### [INSTRUCTIONS TO FOLLOW]
Below are the entries; state how many of their lines contain the string "true", and nothing more.

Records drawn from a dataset
....
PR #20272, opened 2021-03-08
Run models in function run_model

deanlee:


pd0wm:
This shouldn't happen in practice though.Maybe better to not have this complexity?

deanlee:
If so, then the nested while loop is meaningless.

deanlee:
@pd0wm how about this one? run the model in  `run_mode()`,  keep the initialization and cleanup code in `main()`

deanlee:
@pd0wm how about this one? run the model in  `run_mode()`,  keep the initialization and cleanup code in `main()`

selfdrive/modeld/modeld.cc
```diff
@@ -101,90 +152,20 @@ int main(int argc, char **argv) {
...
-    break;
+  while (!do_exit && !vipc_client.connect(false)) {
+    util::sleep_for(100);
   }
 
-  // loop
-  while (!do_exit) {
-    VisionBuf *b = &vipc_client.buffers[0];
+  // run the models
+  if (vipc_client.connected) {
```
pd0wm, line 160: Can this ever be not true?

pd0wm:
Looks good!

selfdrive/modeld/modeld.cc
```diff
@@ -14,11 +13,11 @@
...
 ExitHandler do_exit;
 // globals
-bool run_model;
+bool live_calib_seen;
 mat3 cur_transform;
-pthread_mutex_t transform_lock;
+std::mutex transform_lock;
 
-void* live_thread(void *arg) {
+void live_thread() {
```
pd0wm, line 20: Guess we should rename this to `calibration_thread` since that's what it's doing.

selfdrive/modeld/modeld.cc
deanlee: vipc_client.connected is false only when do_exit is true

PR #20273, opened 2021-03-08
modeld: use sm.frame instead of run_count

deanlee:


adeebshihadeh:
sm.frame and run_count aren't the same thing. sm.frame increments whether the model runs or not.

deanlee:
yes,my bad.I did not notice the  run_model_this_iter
....
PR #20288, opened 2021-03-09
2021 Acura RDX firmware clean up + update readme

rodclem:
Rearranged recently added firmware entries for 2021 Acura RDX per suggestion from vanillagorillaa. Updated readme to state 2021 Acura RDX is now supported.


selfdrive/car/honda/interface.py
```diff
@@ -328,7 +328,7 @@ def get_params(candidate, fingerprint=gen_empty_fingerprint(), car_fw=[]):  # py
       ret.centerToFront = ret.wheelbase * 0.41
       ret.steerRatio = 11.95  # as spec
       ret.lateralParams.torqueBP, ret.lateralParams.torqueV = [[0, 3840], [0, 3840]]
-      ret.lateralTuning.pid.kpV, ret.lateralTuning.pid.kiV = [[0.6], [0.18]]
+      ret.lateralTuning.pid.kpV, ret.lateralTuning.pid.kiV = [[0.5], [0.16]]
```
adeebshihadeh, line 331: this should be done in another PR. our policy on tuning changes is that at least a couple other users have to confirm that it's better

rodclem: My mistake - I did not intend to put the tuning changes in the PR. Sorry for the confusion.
....
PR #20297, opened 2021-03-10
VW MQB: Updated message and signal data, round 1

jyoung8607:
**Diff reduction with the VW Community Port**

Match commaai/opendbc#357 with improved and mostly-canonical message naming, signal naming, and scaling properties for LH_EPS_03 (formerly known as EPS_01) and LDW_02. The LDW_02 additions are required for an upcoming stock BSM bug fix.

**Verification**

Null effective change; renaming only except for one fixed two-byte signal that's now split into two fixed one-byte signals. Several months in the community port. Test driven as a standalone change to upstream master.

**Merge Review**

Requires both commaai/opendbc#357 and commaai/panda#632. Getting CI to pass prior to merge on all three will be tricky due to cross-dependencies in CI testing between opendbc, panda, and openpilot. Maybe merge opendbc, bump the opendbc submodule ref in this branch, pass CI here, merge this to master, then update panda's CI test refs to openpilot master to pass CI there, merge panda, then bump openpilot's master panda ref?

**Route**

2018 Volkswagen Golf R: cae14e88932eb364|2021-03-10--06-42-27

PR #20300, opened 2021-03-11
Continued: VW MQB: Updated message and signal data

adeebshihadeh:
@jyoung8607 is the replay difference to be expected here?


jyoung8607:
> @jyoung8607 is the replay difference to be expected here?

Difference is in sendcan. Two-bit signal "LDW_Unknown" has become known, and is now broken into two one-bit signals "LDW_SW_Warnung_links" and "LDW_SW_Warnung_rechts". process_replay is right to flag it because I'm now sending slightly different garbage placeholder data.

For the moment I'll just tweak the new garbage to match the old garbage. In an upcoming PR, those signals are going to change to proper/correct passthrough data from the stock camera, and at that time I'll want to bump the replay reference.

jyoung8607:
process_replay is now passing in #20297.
....
### [REPLY]
2